By Brian Lafferty
September 17, 2011 (San Diego) – In the 1950s critics writing for the French film magazine Cahiers du Cinema came up with the Auteur Theory. Later propagated by American film critic Andrew Sarris, it stated that the director is the author of the film. It further goes on to assert that an author can leave a mark in each of his films to the point where someone can say, “That’s an Alfred Hitchcock film” or “That’s a John Ford film.”
A debate on the merits of the Auteur theory is too large in scope for a Blu-Ray review. But I will say that I largely disagree with it. While a director can leave a signature or two in his films, moviemaking has always been a collaborative medium. There is no one “author” of a film. Seeing movies like Good Will Hunting, now out on Blu-Ray, reinforces that notion.
Will Hunting is at janitor at MIT. He’s also incredibly smart; he easily solves a math equation that baffles the students of Professor Gerald Lambeau (Stellan Skarsgård). But he’s as troubled as he is intelligent, having been arrested multiple times. After another brush with the law, he faces prison time and only psychologist Sean Maguire (Academy Award winner Robin Williams) can guide him.
Damon’s performance is what I call “flash” based. Will is an everyman that shows flashes of untold intelligence, flashes of violent tendencies, flashes of vulnerability, and flashes of troublemaking. These flashes are scattered throughout.
Even though his everyman bits are engrossing, when the flashes appear they have varying emotional effects on a higher scale. When he’s vulnerable, we feel sad. When he talks formulas and math, we listen with the utmost admiration.
There was a period of time when almost every movie featuring Robin Williams just had to include a scene that let him go off on his famous mimicry shtick. These scenes were included even if the movie didn’t need them.
No matter how hard you look, Robin Williams doesn’t give so much as a single solitary wink. Sometimes he’s funny, as when he talks about his late wife passing gas. Sometimes he’s loud, as when he recalls Game 6 of the 1975 World Series, which he missed to be with her.
I never felt I watched Robin Williams. I saw instead a compassionate, understanding, and consoling man. Want proof? See the climactic breakthrough where he repeatedly tells Will, “It’s not your fault.” It’s hard for Will to hear. He keeps saying he knows, but he really doesn’t. Soon it becomes as penetrating to us as it is to Will.

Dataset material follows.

PR #2423, opened 2024-09-11
Wizard: Add `isPreview` property to analytics tracking

regexowl:
This adds `isPreview` property to the analytics tracking with the use of chrome's `isBeta()`.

The script was penned by Damon and Ben Affleck, who has a supporting role as Will’s best friend. The screenplay, which won an Oscar, contains fully incisive, constructive, and statuette-worthy dialogue free of psychobabble
Director Gus Van Sant and his crew match the performances and writing with an acute sense of visual style. He and cinematographer Jean-Yves Escoffier favor the wide-angle lens. The results include many deep focus shots of the university halls that visually illustrate Will’s loneliness and isolation.
Van Sant also likes to move the camera. The movement is always subtle and minimal. The movements in Good Will Hunting are balanced with quick, but non-chaotic editing that is unpredictable in shot choices. Van Sant uses many different angles and distances that are cut in an unusual rhythm, allowing for full engagement instead of detachment from the multitude of dialogue.
Production designer Melissa Stewart (who previously collaborated with Van Sant on Even Cowgirls Get the Blues and To Die For) and art director James McAteer waste no space in each frame. The sets and props fully surround, but don’t envelop the actors, so there’s always something to hook you during the dialogue-heavy sequences.
A Lionsgate Home Video release. Director: Gus Van Sant. Screenplay: Matt Damon and Ben Affleck. Cinematography: Jean-Yves Escoffier. Original Music: Danny Elfman. Cast: Matt Damon, Robin Williams, Ben Affleck, Stellan Skarsgård, and Minnie Driver. 126 minutes. Rated R.